Heather Day Gilbert says
Thanks, Graeme, you're right, those boats were small but held a LOT…kind of like Dr. Who's TARDIS! OOOOH, great question, Michelle! It was definitely an intentional thing. My Gudrid IS a healer, as you figured out, and she's seen lots of feverish illnesses (they took her father, 1st and 2nd husbands, and her godparents!). She's noticed that those who are the caretakers are the next to get sick, as well as those who handle the clothes of the sick (when it's puking, etc). I think that's a pretty believable observation. My girl's pretty forward-thinking in her medical observations! Thanks so much, glad you liked it. And I try to be rebellious about the right things, but don't always succeed! Hee.Thanks for the comments, Graeme and Michelle!
TC Avey says
Fun! And don't stop breaking the rules (at least those worth breaking)! Your book sounds intriguing. Love the vision I got of someone being hard and unmovable- like a mountain. A mountain is strong, determined and cannot be easily shaken- great job!Look forward to reading more!
Lindsay Harrel says
Hey Heather! Fun to read some of your book! I like this line a lot: "I become hard and cold and untouchable. I go into myself, and I won't come out until I see Finn's face again." Happy Monday! 🙂
Gabrielle Meyer says
I'm fascinated by Vikings!
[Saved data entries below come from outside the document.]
PR #6169, opened 2023-10-12
chore(ci): Break up e2e tests

mehulkar:
This commit just moves some code around while I was exploring just
what our e2e tests cover. I want to combine these with our Prysk integration
tests (or vice-versa) eventually as there's some duplication and then figure out how to run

Can't wait to read more.
Heather Day Gilbert says
Thanks, everyone! Gudrid doesn't tend to wax poetic (since she's mostly just surviving for most of the book!), but I did like that last line! She's a practical, giving, beautiful woman…yet she's generally closed-off with her emotions, due to something that happened in her childhood. A little more info for you!
Joanne Bischof says
That's beautiful. I love hearing your "voice"!
Jessica R. Patch says
Vikings sound fun! I can't imagine not getting to touch or kiss my hubby goodbye. 🙁
Gwendolyn Gage says
How did I miss this?? I love how you use first person and present-tense voice, and I can't wait to read "God's Daughter". Great job!